An LL circuit, a first VCO circuit as the frequency generation means, and a first PLL circuit as the phase and frequency synchronization control means, which input a signal output from the first VCO circuit, A first frequency dividing circuit as frequency dividing means for converting the frequency into a frequency of 1 / M, a second VCO circuit as frequency generating means for generating an output frequency of the RF switch circuit, and a second VCO as frequency generating means 2nd P as phase and frequency synchronization control means having circuit in internal circuit
An LL circuit; an output signal of a first frequency divider as the frequency divider; and an output signal of a second VCO circuit as the frequency generator.

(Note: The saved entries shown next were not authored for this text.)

PR #3496, opened 2022-12-05
Wcast-qual

seanm:
This fixes most, but not all, -Wcast-qual warnings.

There are some API changes, not sure how problematic that is...

### DIFF
--- a/src/strtod.cpp
+++ b/src/strtod.cpp
@@ -36,8 +36,6 @@
 #include "proj_config.h"
 #include "proj_internal.h"
 
-#define PJ_STRTOD_WORK_BUFFER_SIZE 64
-
 /************************************************************************/
 /*                              pj_atof()                               */
 /************************************************************************/
@@ -49,7 +47,7 @@
  * by nptr to double floating point representation. The behavior is the
  * same as
  *
- *   pj_strtod(nptr, (char **)NULL);
+ *   pj_strtod(nptr, nullptr);
  *
  * This function does the same as standard atof(3), but does not take
  * locale in account. That means, the decimal delimiter is always '.'
@@ -69,8 +67,7 @@ double pj_atof( const char* nptr )
 /*                     replace_point_by_locale_point()               */
 /************************************************************************/
 
-static char* replace_point_by_locale_point(const char* pszNumber, char point,
-                                              char* pszWorkBuffer)
+static char* replace_point_by_locale_point(const char* pszNumber, char point)
 {
 #if !defined(HAVE_LOCALECONV)
 
@@ -92,23 +89,19 @@ static char* replace_point_by_locale_point(const char* pszNumber, char point,
         const char* pszPoint = strchr(pszNumber, point);
         if (pszPoint)
         {
-            char* pszNew;
-            if( strlen(pszNumber) < PJ_STRTOD_WORK_BUFFER_SIZE )
-            {
-                strcpy(pszWorkBuffer, pszNumber);
-                pszNew = pszWorkBuffer;
-            }
-            else {
-                pszNew = pj_strdup(pszNumber);
-                if (!pszNew)
-                    return NULL;
-            }
+            char* pszNew = pj_strdup(pszNumber);
+            if (!pszNew)
+                return nullptr;
             pszNew[pszPoint - pszNumber] = byPoint;
             return pszNew;
         }
     }
+
+    return nullptr;
+
 #else
-    struct lconv *poLconv = localeconv();
+
+    const struct lconv *poLconv = localeconv();
     if ( poLconv
          && poLconv->decimal_point
          && poLconv->decimal_point[0] != '\0' )
@@ -121,17 +114,9 @@ static char* replace_point_by_locale_point(const char* pszNumber, char point,
             const char* pszPoint = strchr(pszNumber, point);
             if (pszPoint || pszLocalePoint)
             {
-                char* pszNew;
-                if( strlen(pszNumber) < PJ_STRTOD_WORK_BUFFER_SIZE )
-                {
-                    strcpy(pszWorkBuffer, pszNumber);
-                    pszNew = pszWorkBuffer;
-                }
-                else {
-                    pszNew = pj_strdup(pszNumber);
-                    if (!pszNew)
-                        return nullptr;
-                }
+                char* pszNew = pj_strdup(pszNumber);
+                if (!pszNew)
+                    return nullptr;
                 if( pszLocalePoint )
                     pszNew[pszLocalePoint - pszNumber] = ' ';
                 if( pszPoint )
@@ -140,8 +125,10 @@ static char* replace_point_by_locale_point(const char* pszNumber, char point,
             }
         }
     }
+
+    return nullptr;
+
 #endif
-    return (char*) pszNumber;
 }
 
 /************************************************************************/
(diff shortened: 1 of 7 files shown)


rouault:
I don't think we can drop the localeconv() check. GDAL does Android builds, that include doing PROJ builds , and if you look at the raw log of https://github.com/OSGeo/gdal/actions/runs/3614821944/jobs/6091514275 , you'll see 
```
2022-12-04T19:57:18.1906597Z -- Looking for localeconv
2022-12-04T19:57:18.2112350Z -- Looking for localeconv - not found
```
Cf https://stackoverflow.com/questions/44736135/ndk-clang-error-undefined-reference-to-localeconv also

src/proj.h
```diff
@@ -672,7 +672,7 @@ PJ_COORD PROJ_DLL proj_geod (const PJ *P, PJ_COORD a, PJ_COORD b);
 #define PROJ_ERR_OTHER_NETWORK_ERROR                     (PROJ_ERR_OTHER+3)             /* failure when accessing a network resource */
 
 /* Set or read error level */
-int  PROJ_DLL proj_context_errno (PJ_CONTEXT *ctx);
+int  PROJ_DLL proj_context_errno (const PJ_CONTEXT *ctx);
```
kbevers: As far as I can tell this is the only slightly concerning change. I'm unsure if we can keep the `const` promise but we probably can. I think we've talked about doing something similar before (for other objects?) without really getting to the bottom of it. 

What are the consequences of this going forwards? If any. I suspect downstream code will run just fine in most cases but I'm unsure if it holds true in *all* cases.

dg0yt: Doesn't it impact ABI which implies a soversion change?
If it does, must this change target a particular PROJ version change?

kbevers: > Doesn't it impact ABI which implies a soversion change?

That's what I'm thinking but I don't fully understand the implications. If this breaks things we'll have to go to version 10 and that's at least five years into the future.

rouault: This change is safe from an ABI point of view. The constness of arguments is not captured in the C ABI (contrary to C++ symbols). And from an API point of view, changing from ``foo*`` to ``const foo*`` is also safe as it doesn't trigger any compiler warnings.

src/ctx.cpp
```diff
@@ -43,7 +43,7 @@
 /*                             pj_get_ctx()                             */
 /************************************************************************/
 
-PJ_CONTEXT* pj_get_ctx( PJ *pj )
+PJ_CONTEXT* pj_get_ctx( const PJ *pj )
```
dg0yt: This is fine for the compiler, but is it also logically right from an API design POV? 
`pj_get_ctx` may hand out a pointer to `pj->ctx`. And this pointer allows to modify the object pointed to by `pj`. In this sense, the function needs a pointer to a non-const object, even if the compiler is happy with a pointer to a const object.
IOW if you want a mutable `PJ_CONTEXT *`, you must bring a mutable `PJ *`.

rouault: @dg0yt I'm not sure I share this analysis. ``pj_get_ctx( const PJ *pj )`` means that this particular function doesn't modify the passed PJ* object.  The fact that the returned PJ_CONTEXT* might be later modified, and those modifications could affect how the PJ* behaves is another concern.
If you look at the C standard library, there is a ``char *strchr(const char *s, int c);``that returns a char* pointer on the input const char*. But that's more because in C you can't have both ``char* strchr(char* s, int c);`` and ``const char* strchr(const char* s, int c);``
As pj_get_ctx() is in the internal C++ API, we could probably have 2 versions ``PJ_CONTEXT* pj_get_ctx(PJ* pj);`` and  ``const PJ_CONTEXT* pj_get_ctx(const PJ* pj);``

seanm: >pj_get_ctx( const PJ *pj ) means that this particular function doesn't modify the passed PJ* object. The fact that the returned PJ_CONTEXT* might be later modified, and those modifications could affect how the PJ* behaves is another concern.

This is my understanding/expectation/interpretation too.

>But that's more because in C you can't have both char* strchr(char* s, int c); and const char* strchr(const char* s, int c);

In fact, C23 has fixed exactly that problem with `strchr`: https://www.open-std.org/jtc1/sc22/wg14/www/docs/n3020.pdf

> As pj_get_ctx() is in the internal C++ API, we could probably have 2 versions PJ_CONTEXT* pj_get_ctx(PJ* pj); and const PJ_CONTEXT* pj_get_ctx(const PJ* pj);

I could try that, see if it compiles...

dg0yt: `strchr` seems to really illustrate the point I'm making. Other than C, C++ offers two different overloads, for obvious reasons: https://en.cppreference.com/w/cpp/string/byte/strchr

Back in context. It is not about the inside (implementation) of the function, but about the outside (usage):
~~~c++
const PJ *my_const_pj = get_a_pj();
assert(has_some_property(my_const_pj));
do_something_fancy(pj_get_ctx(my_const_pj)); // Feeling safe, my_const_pj is const with no mutable properties.
assert(has_some_property(my_const_pj)); // Oops!
~~~

I don't have a strong opinion about it. I just would like to ensure that new compiler warnings don't translate too quickly into API changes.

seanm: Whereas today, if you try to write a `do_something_fancy` that takes a const, you end up having to cast away the const when calling it, like: https://github.com/OSGeo/PROJ/pull/3496/commits/4dd98f60b73c2ef7c73de2762e413a113b013596

rouault: Weirdness can already happen without involving pj_get_ctx():
```c++
PROJ_CONTEXT* ctxt = proj_context_create();
const PJ* pj = proj_create(ctxt, "bla");
assert(has_some_property(my_const_pj));
modify_some_state_of_context_that_affects_PJ_objects_linked_to_it(ctxt);
assert(has_some_property(my_const_pj)); // Oops!
```

Or:
```c++
std::vector<int> v(1);
const std::vector<int>* p_v = &v;
assert(p_v->size() == 1);
v.resize(2);
assert(p_v->size() == 1); // Oops!
```

Basically const promise in C/C++ is a very weak one... Far from immutability

src/proj.h
kbevers: Thanks for clearing that up

src/ctx.cpp
dg0yt: @rouault These examples miss the point because they introduce direct access to the underlying object (`ctxt`, `v`) while I was explicitly illustrating a scope where there is only a pointer to the const object. FTR, I also didn't discuss concurrenct access.

@seanm The pointer to the actual usage patterns is useful. It seems like a common pattern is logging and setting errors, e.g.
~~~
proj_context_errno_set (pj_get_ctx ((PJ *) P), err);
~~~~~
Logging and error state change may be acceptable changes of observable state on an otherwise const object.

The calling scope has a `const PJ *`, and there is a compiler warning for `((PJ *) P)`. Let us enumerate all alternatives: 
- Make `pj_get_ctx` accept `const PJ *`.
  - Change the signature, and just benefit from the pointer to non-const (Your PR).
  - Add another overload.
- Permit this particular ignorance of `const` by an explicit C++ `const_cast<PJ *>(P) `.
  (In my example, it would make *visible* that something non-const happens between the two asserts.)
- Make `P` non-const.

Again, my point is not about const correctness on the compiler level. It ends at pointers. The compiler doesn't know our reasons for making member variables pointers instead of acutal types. My question is API correctness beyond such  implementation decisions.
And I don't know the answer. I do not know enough about the coupling between `PJ_CONTEXT` and `PJ`.

(I have seen big PRs guided by compiler warnings in other projects, and some of the initial changes were wrong.)

seanm:
> I don't think we can drop the localeconv() check.

It's now back.  And I rebased on newest master.

src/ctx.cpp
seanm: >>As pj_get_ctx() is in the internal C++ API, we could probably have 2 versions PJ_CONTEXT* pj_get_ctx(PJ* pj); and const PJ_CONTEXT* pj_get_ctx(const PJ* pj);

>I could try that, see if it compiles...

It doesn't readily compile.

```C
int proj_errno_set (const PJ *P, int err) {
/******************************************************************************
    Set context-errno, bubble it up to the thread local errno, return err
******************************************************************************/
    /* Use proj_errno_reset to explicitly clear the error status */
    if (0==err)
        return 0;

    /* For P==0 err goes to the default context */
    proj_context_errno_set (pj_get_ctx (P), err); // <---------------- ••• error •••
    errno = err;

    return err;
}
```

The const-returning variant of `pj_get_ctx` gets passed to `proj_context_errno_set`, and it can't be changed to take const because it mutates the given `PJ_CONTEXT`.

seanm:
So, any recent thoughts on this PR?  It has 8 commits, I can always remove objectionable ones, like https://github.com/OSGeo/PROJ/pull/3496/commits/3eca2866f173cea877f73eea5200a8b74f9c640e perhaps.

rouault:
> I can always remove objectionable ones, like [3eca286](https://github.com/OSGeo/PROJ/commit/3eca2866f173cea877f73eea5200a8b74f9c640e) perhaps.

yes if you remove that one, I believe the rest is non controversial

seanm:
I removed the controversial commit, and another that depended on it.

src/strtod.cpp
```diff
@@ -167,25 +154,32 @@ double pj_strtod( const char *nptr, char **endptr )
...
-        *endptr = (char *)nptr + (*endptr - pszNumber);
+		free( pszNumber );
 
-    if (pszNumber != (char*) nptr && pszNumber != szWorkBuffer )
-        free( pszNumber );
+		errno = nError;
 
-    errno = nError;
-    return dfValue;
+        return dfValue;
```
rouault: indentation is odd. Please use 4-space per indentation level

seanm: Fixed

And an RF switch circuit as frequency switching means for receiving two output signals, selecting one of the two signals, and outputting the selected signal. 4. An internal circuit comprising: a second VCO circuit as a frequency generating means for generating a frequency N (N is an odd number) times the output frequency of the RF switch circuit; and a second VCO circuit as the frequency generating means. , The second P as the phase and frequency synchronization control means
An LL circuit, a second VCO circuit as the frequency generating means, and a second PLL circuit as the phase and frequency synchronization control means, which input a signal output from the second VCO circuit and input a frequency of the input signal. A second frequency dividing circuit as frequency dividing means for converting the frequency to 1 / N times, an output signal of the first frequency dividing circuit as the frequency dividing means, and a second frequency dividing circuit as the frequency dividing means 4. The phase synchronization according to claim 3, further comprising: an RF switch circuit serving as frequency switching means for inputting two output signals of the output signals, selecting one of the two signals, and outputting the selected signal. apparatus. 5. An internal circuit comprising: a second VCO circuit as frequency generating means for generating a frequency N (N is an odd number) times the output frequency of the RF switch circuit; and a second VCO circuit as said frequency generating means. , The second P as the phase and frequency synchronization control means
An LL circuit, a second VCO circuit as the frequency generating means, and a second PLL circuit as a phase and frequency synchronization control means, which inputs a signal output from the second VCO circuit, A second frequency divider as frequency dividing means for converting the frequency to a frequency of 1 / N; an output signal of the first frequency multiplier as the frequency multiplier; and a second frequency divider as the frequency divider. 2. The phase synchronizer according to claim 1, further comprising: an RF switch circuit serving as frequency switching means for inputting two output signals of the output signals, selecting one of the two signals, and outputting the selected signal. . 6. A second VCO as said frequency generating means
The phase synchronization device according to claim 1, wherein the circuit includes a VCO circuit having strong even harmonic characteristics. 7. The phase synchronizer according to claim 1, wherein said multiplying means includes a multiplication processing circuit. 8. The phase synchronization device according to claim 3, wherein said frequency dividing means includes a counter circuit.